In nearly every community, you can recycle paper, steel, aluminum, glass, and some kinds of plastic. Set up convenient recycling areas in the office and post instructions for recycling each material. You can also reuse envelopes for interoffice mail and cut up used paper for note pads.

Buy Recycled!

If you're in charge of purchasing office supplies, choose stationery and other office supplies with the maximum post-consumer recycled content available, at least 20%. And buy the lightest-weight paper possible for the job.
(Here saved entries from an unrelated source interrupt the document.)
PR #88, opened 2025-01-13
Add Support for SparkFun SerLCD Display

gsexton:
Bumps conn to 3.7.2 to get the new text interface, and the GPIO group interface.

### DIFF
--- a/serlcd/serlcd.go
+++ b/serlcd/serlcd.go
@@ -1,0 +1,249 @@
+// Copyright 2024 The Periph Authors. All rights reserved.
+// Use of this source code is governed under the Apache License, Version 2.0
+// that can be found in the LICENSE file.
+
+// This package provides an implementation for the SparkFun SerLCD intelligent
+// LCD display. This display provides hardware interfaces for SPI, I2C, and
+// UART. Implements conn.display.TextDisplay
+package serlcd
+
+import (
+	"errors"
+	"fmt"
+	"io"
+	"time"
+
+	"periph.io/x/conn/v3"
+	"periph.io/x/conn/v3/display"
+)
+
+// Representation of a SerLCD display.
+type Dev struct {
+	conn conn.Conn
+	w    io.Writer
+	cols int
+	rows int
+	// Display on/off, Curosr, Blink
+	displayDCB byte
+}
+
+const (
+	DefaultI2CAddress uint16 = 0x72
+)
+
+var settingMode byte = 0x7c
+var cmdMode byte = 0xfe
+var clear = []byte{settingMode, 0x2d}
+
+func wrap(err error) error {
+	return fmt.Errorf("serlcd: %w", err)
+}
+
+// Create a SerLCD display using a hardware interface that provides io.Writer.
+// That can be the i2c.Bus, or a 3rd Party UART library for serial
+// communications.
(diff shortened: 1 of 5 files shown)


serlcd/serlcd.go
```diff
@@ -0,0 +1,249 @@
...
+var clear = []byte{settingMode, 0x2d}
+
+func wrap(err error) error {
+	return fmt.Errorf("serlcd: %w", err)
+}
+
+// Create a SerLCD display using a hardware interface that provides io.Writer.
+// That can be the i2c.Bus, or a 3rd Party UART library for serial
+// communications.
+func NewSerLCD(writer io.Writer, rows, cols int) *Dev {
```
maruel, line 45: Use `New`, as `serlcd.NewSerLCD` stutters. Maybe `NewSerial`?

serlcd/serlcd.go
```diff
@@ -0,0 +1,249 @@
...
+	dev := &Dev{w: writer, rows: rows, cols: cols}
+	_ = dev.Display(true)
+	return dev
+}
+
+// Create a SerLCD display using a hardware interface that provides
+// conn.Conn. For example, a conn.spi.Conn
+func NewConnSerLCD(conn conn.Conn, rows, cols int) *Dev {
```
maruel, line 53: `NewConn`

serlcd/serlcd.go
```diff
@@ -0,0 +1,249 @@
...
+	return fmt.Sprintf("SparkFun SerLCD %dx%d Display - %s", dev.cols, dev.rows, ioType)
+}
+
+// Write a set of bytes to the display.
+func (dev *Dev) Write(p []byte) (n int, err error) {
+	if dev.w != nil {
+		n, err = dev.w.Write(p)
+		return
+	}
+	// Evidently, for i2c there's a buffer limitation of 32 bytes. Writing
```
maruel, line 200: Isn't that device specific? It's okay here but please mention "Device XYZ has a write buffer of 32 bytes. Make it configurable in the future if needed."

maruel (approved):
lgtm with a few changes

serlcd/serlcd.go
gsexton: The proper name of the product is SerLCD

serlcd/serlcd.go
gsexton: This is a really specific device. They've got a board with an Atmel processor on it running a custom arduino image and that talks to the display, and drives the LEDs for the RGB. There's no way to make this more generic than having the interface that it complies with.

maruel: An alternative is to have the New**() functions to accept an Options struct, so that this could become configurable in the future as a non-breaking change? For now, the Options struct would contain cols and rows.

gsexton: I've done a little work on this. I've included a link to the SparkFun issue about the 32 byte limit. The issue is 5 years old, and doesn't have a resolution and from the tone, it never will. 

This isn't an actively developed product category, so I think adding complexity for future compatibility is just adding complexity. I've restructured the 32 char limit to make it more transparent what's going on should it change in the future.

maruel (approved):
lgtm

Look for unbleached or "totally chlorine free" supplies and paper first. If you don't find these in stock, ask your suppliers how to order alternative products. Avoid manila folders and envelopes, which are actually bleached and then dyed to achieve their distinctive color; look for unbleached varieties instead. Whenever possible, avoid deep-hued and neon-colored papers, envelopes with plastic windows, and peel-and-stick labels, all of which can interfere with the recycling process.

Office managers can provide a supply of reusable coffee mugs, plates, and utensils, and encourage their use. When ordering take-out or having an event catered, select establishments that use reusable food service ware.

And of course, don't forget to turn off your lights, computer, and monitor before leaving for the day--and remember to take your travel mug home for tomorrow morning's commute!